MongoDB – Replication and Sharding
In context to the scaling of the MongoDB database, it has some features know as Replication and Sharding. Replication can be simply understood as the duplication of the data-set whereas sharding is partitioning the data-set into discrete parts. By sharding, you divided your collection into different parts. Replicating your database means you make imagers of your data-set. In terms of functionality delivered.
Replication is the method of duplication of data across multiple servers. For example, we have an application and it reads and writes data to a database and says this server A has a name and balance which will be copied/replicate to two other servers in two different locations.
By doing this, will get redundancy and increases data availability with multiple copies of data on different database servers. So, it will increase the performance of reading scaling. The set of servers that maintain the same copy of data is known as replica servers or MongoDB instances.
Replication Key Features :
- Replica sets are the clusters of N different nodes that maintain the same copy of the data set.
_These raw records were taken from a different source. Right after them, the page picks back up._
PR #393, opened 2015-07-31
Fix Kahuna push notification swizzling

f2prateek:
cc @sharekris @TorreyKahuna

### DIFF
--- a/Analytics/Integrations/Kahuna/SEGKahunaIntegration.h
+++ b/Analytics/Integrations/Kahuna/SEGKahunaIntegration.h
@@ -19,9 +19,10 @@
 
 
 @interface SEGKahunaPushMonitor : NSObject
-@property (nonatomic) NSDictionary *pushInfo;
-@property (nonatomic) UIApplicationState applicationState;
-@property (nonatomic) BOOL kahunaInitialized;
+@property (atomic) NSDictionary *pushInfo;
+@property (atomic) UIApplicationState applicationState;
+@property (atomic) BOOL kahunaInitialized;
+@property (atomic) NSError *failedToRegisterError;
 
 + (instancetype)sharedInstance;
 - (void)didFinishLaunching:(NSNotification *)userInfo;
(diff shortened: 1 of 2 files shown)


Analytics/Integrations/Kahuna/SEGKahunaIntegration.h
```diff
@@ -22,6 +22,7 @@
 @property (nonatomic) NSDictionary *pushInfo;
 @property (nonatomic) UIApplicationState applicationState;
 @property (nonatomic) BOOL kahunaInitialized;
```
f2prateek: @sharekris I noticed that you made these properties atomic in your change, is that strictly required?

sharekris: The property is being accessed in Start (which is in background thread) as well as App Delegate notifications (which is in Main thread). So made the properties atomic.

Analytics/Integrations/Kahuna/SEGKahunaIntegration.m
```diff
@@ -396,6 +396,7 @@ - (void)swizzleAppDelegateMethods
 - (void)application:(UIApplication *)application didFailToRegisterForRemoteNotificationsWithError:(NSError *)error
 {
     @try {
+        [[SEGKahunaPushMonitor sharedInstance] failedToRegisterPush:error];
         if ([SEGKahunaPushMonitor sharedInstance].kahunaInitialized) {
             [KahunaAnalytics handleNotificationRegistrationFailure:error];
         }
```
sharekris: This "if ([SEGKahunaPushMonitor sharedInstance].kahunaInitialized) {" should not be present. The "failedToRegisterPush" takes care of the IF condition internally.

f2prateek: updated

Analytics/Integrations/Kahuna/SEGKahunaIntegration.h
f2prateek: Thanks, updated the properties to be atomic.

- The primary server receives all write operations and record all the changes to the data i.e, oplog.
- The secondary members then copy and apply these changes in an asynchronous process.
- All the secondary nodes are connected with the primary nodes. there is one heartbeat signal from the primary nodes. If the primary server goes down an eligible secondary will hold the new primary.
- High Availability of data disasters recovery
- No downtime for maintenance ( like backups index rebuilds and compaction)
- Read Scaling (Extra copies to read from)
How replication is formed?
In order to perform replication in MongoDB, we need to first create replica sets and give permission to script the file. The basics syntax of –replSet is −
mongod --port "PORT" --dbpath "YOUR_DB_DATA_PATH" --replSet "REPLICA_SET_INSTANCE_NAME"
create a ".sh" file create_replicaset.sh and init_mongoreplica.js
Then run the following script :
- Directories will be created and then run the mongo.
- In the Mongo terminal, use the command rs.initiate() to initiate a new replica set.
Sharding is a method for allocating data across multiple machines. MongoDB used sharding to help deployment with very big data sets and large throughput the operation. By sharding, you combine more devices to carry data extension and the needs of read and write operations.
- Database systems having big data sets or high throughput requests can doubt the ability of a single server.
- For example, High query flows can drain the CPU limit of the server.
- The working set sizes are larger than the system’s RAM to stress the I/O capacity of the disk drive.
How does Sharding work?
Sharding determines the problem with horizontal scaling breaking the system dataset and store over multiple servers, adding new servers to increase the volume as needed.
Now, instead of one signal as primary, we have multiple servers called Shard. We have different routing servers that will route data to the shard servers. For example: Let say we have Data 1, Data 2, and Data 3 this will be going to the routing server which will route the data (i.e, Different Data will go to a particular Shard ) Each Shard holds some pieces of data. Here the configuration server will hold the metadata and it will configure the routing server to integrate the particular data to a shard however configure server is the MongoDB instance if it goes down then the entire server will go down, So it again has Replica Configure database.
Advantages of Sharding :
- Sharding adds more server to a data field automatically adjust data loads across various servers.
- The number of operations each shard manage got reduced.
- It also increases the write capacity by splitting the write load over multiple instances.
- It gives high availability due to the deployment of replica servers for shard and config.
- Total capacity will get increased by adding multiple shards.
In order to create sharded clusters in MongoDB, We need to configure the shard, a config server, and a query router.